* WHAT TO WORK ON *
Say how many lines in the records contain the string "expect". Nothing but the number should be given.

* GIVEN ENTRIES *
PR #530, opened 2026-09-02
cleanStale: never tombstone DCM sessions (fixes #499)

### LINKED ISSUE #499: cleanStale tombstones DCM sessions after ~1h idle — the channel goes permanently, silently deaf
## Symptom

A direct-channel-mode channel works, goes quiet for a while, the daemon restarts (deploy, reboot, crash) — and afterwards every message in that channel is silently dropped. No error, no reply, nothing in the channel. The only trace is a DEBUG line:

```
[lifecycle] No persisted session found for dcm:slac...
```

Debugged in production 2026-08-25: user messages ACKed and routed correctly, user resolved, then dropped at the persisted-session lookup.

## Root cause

Boot-time `cleanStale(sessionTimeoutMs * 2)` (manager) soft-deletes any persisted session idle longer than 2× `sessionTimeoutMinutes` — with the default 30 min, that's **one quiet hour**. The `cleanedAt` tombstone makes the session invisible to the paused-resume lookup, so the DCM channel's synthetic thread (`dcm:<platformId>`) can never resume. For thread sessions that's tolerable (a new thread just starts fresh); for DCM the *channel itself* is the conversation, so the tombstone bricks it permanently — and because the drop happens before any user-visible reply, it looks like the bot is simply ignoring people.

## Fix

Exempt DCM sessions from age-based tombstoning — their lifecycle belongs to the channel, not to an idle clock:

kaza/claude-threads@a3dbc70

(Any explicit channel teardown / archive path still ends them mechanically.)

An alternative shape, if you'd rather keep the cleanup: let the paused-resume path revive a `cleanedAt` DCM session instead of filtering it out.

kaza:
## Summary

Fixes #499. Six lines, one file.

`cleanStale` tombstones sessions that have gone quiet. A DCM session's lifecycle belongs to its channel, not to the stale sweeper, so tombstoning one makes the channel **permanently and silently deaf**: no error, no restart, no log entry a user would see. The bot simply stops answering in that channel and nothing indicates why.

## Changes

- `cleanStale` skips DCM sessions. The channel owns their lifecycle — archive/unarchive is the intended path, and the sweeper has no business ending one.

## Testing

Running on our deployment since 2026-08-25. Before the fix, a channel left alone for an hour was reliably dead on return; after it, our channels stay live across multi-hour gaps and daemon restarts. Suite green on current `main`.

## Why it matters more than its size suggests

This is the failure mode that costs the most: an agent given overnight work, and by morning the channel has been deaf for hours with no way to tell. Nothing surfaces it — you find out by discovering nothing happened.

### DIFF
--- a/src/persistence/session-store.test.ts
+++ b/src/persistence/session-store.test.ts
@@ -299,6 +299,42 @@ describe('SessionStore', () => {
       expect(history[0].threadId).toBe('old-thread');
     });
 
+    it('never tombstones a DCM session, however idle (fixes #499)', () => {
+      // A thread session and a channel session, both well past the age limit.
+      // The thread one is aged out as always; the DCM one must survive.
+      //
+      // The asymmetry is the point. A tombstoned thread session costs nothing
+      // — the next message opens a new thread and starts fresh. A DCM session
+      // IS its channel, so tombstoning it leaves nowhere else to go: every
+      // later message dies in `resumePausedSession` on "No persisted session
+      // found" (a DEBUG line, no reply), and the channel is unusable until
+      // someone edits sessions.json on the host. Idle age is the wrong owner
+      // for that lifecycle; the channel's own archive/teardown is the right
+      // one.
+      const twoHoursAgo = new Date(Date.now() - 2 * 60 * 60 * 1000).toISOString();
+      const threadSession = createTestSession({
+        threadId: 'idle-thread',
+        lastActivityAt: twoHoursAgo,
+      });
+      const channelSession = createTestSession({
+        threadId: 'dcm:slack-vvs--ch-C0BV9SBB6R2',
+        lastActivityAt: twoHoursAgo,
+      });
+
+      store.save('test-platform:idle-thread', threadSession);
+      store.save('test-platform:dcm:slack-vvs--ch-C0BV9SBB6R2', channelSession);
+
+      const staleIds = store.cleanStale(60 * 60 * 1000); // 1 hour
+
+      expect(staleIds).toEqual(['test-platform:idle-thread']);
+
+      // The channel session is still live, not merely still on disk: `load()`
+      // is what the resume path reads, and it is the lookup the bug hid it from.
+      const live = store.load();
+      expect(live.has('test-platform:dcm:slack-vvs--ch-C0BV9SBB6R2')).toBe(true);
+      expect(live.has('test-platform:idle-thread')).toBe(false);
+    });
+
     it('skips already soft-deleted sessions', () => {
       const session = createTestSession({
         threadId: 'old-thread',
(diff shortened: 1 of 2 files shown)


anneschuth (changes requested):
Thank you — the fix is correct and we independently confirmed the full deaf-channel mechanism: `findByThreadIdAnyState` deliberately includes tombstoned records (so the message routes to the resume path), while `resumePausedSession`'s `load()` skips them (so resume silently returns) — and for DCM there's no fresh-thread escape because the synthetic `dcm:<platformId>` key is the only key. That asymmetry is the deafness, your skip prevents the tombstone, and backward-compat is safe (real Mattermost post ids and Slack thread_ts can never start with `dcm:`). tsc/lint/suite all green on your head, and the diff is exactly the 6 lines described.

Two small changes before merging:

1. **Add the regression test** (repo red-green policy). We wrote it during verification to prove it's cheap — ~12 lines in the existing `cleanStale` describe block in `session-store.test.ts`: save a session with `threadId: 'dcm:test-platform'` and `lastActivityAt` 48h ago, call `cleanStale(1h)`, assert it survives and `load()` still returns it. Verified red with your fix reverted, green with it.

2. **Use the existing helper instead of the string literal**: `src/platform/utils.ts` already exports `isDcmThreadId()`, and every other consumer (8 files) imports it. Besides DRY, it's undefined-tolerant — the raw `session.threadId.startsWith('dcm:')` would throw at boot on a corrupt record missing `threadId`, which is a new failure shape on the very path that's supposed to be defensive about old data. One line: `if (isDcmThreadId(session.threadId)) continue;` (import is cycle-free).

**One thing worth a follow-up issue rather than this PR:** the boot-time sweep is only one of three tombstone entry points. `!stop` on a DCM session and a normal Claude exit both soft-delete too, and the identical lookup asymmetry then bricks the channel for up to 3 days until the permanent purge clears the tombstone. Your issue's alternative shape — reviving `cleanedAt` DCM sessions on resume — would close all entry points at once. This PR doesn't regress anything there, so we're happy to take the skip now and track the rest separately; if you want to file that issue with your production observations, even better.

(We also checked the housekeeping angle: DCM records are one-per-platform and overwritten on save, so skipping the sweep can't cause unbounded growth. No concerns.)

With the test and the helper swap, this merges immediately.

---

anneschuth (approved):
Verified the fix round on 0607f24: the new regression test is exactly what we asked for — it asserts through `load()` (the lookup the bug hid the session from), and we re-confirmed it's genuinely red with the `cleanStale` skip removed and green with it restored. tsc/lint/full suite clean, merges clean onto current main. Approving and merging.

One small thing from the review didn't make it in: the condition still reads `session.threadId.startsWith('dcm:')` rather than `isDcmThreadId(session.threadId)` (exported from `src/platform/utils.ts` — DRY, and undefined-tolerant for a corrupt persisted record). Since #538 is already reworking this file's territory, would you carry that two-line swap there rather than spinning another round here? If it doesn't fit, we'll fold it into the next release PR ourselves — either way it shouldn't hold this fix up.

Thanks for the quick turnaround — and for #538 picking up the follow-up thread this review suggested. Review of that one is in flight.

---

* OUTPUT FOR THIS TASK *
4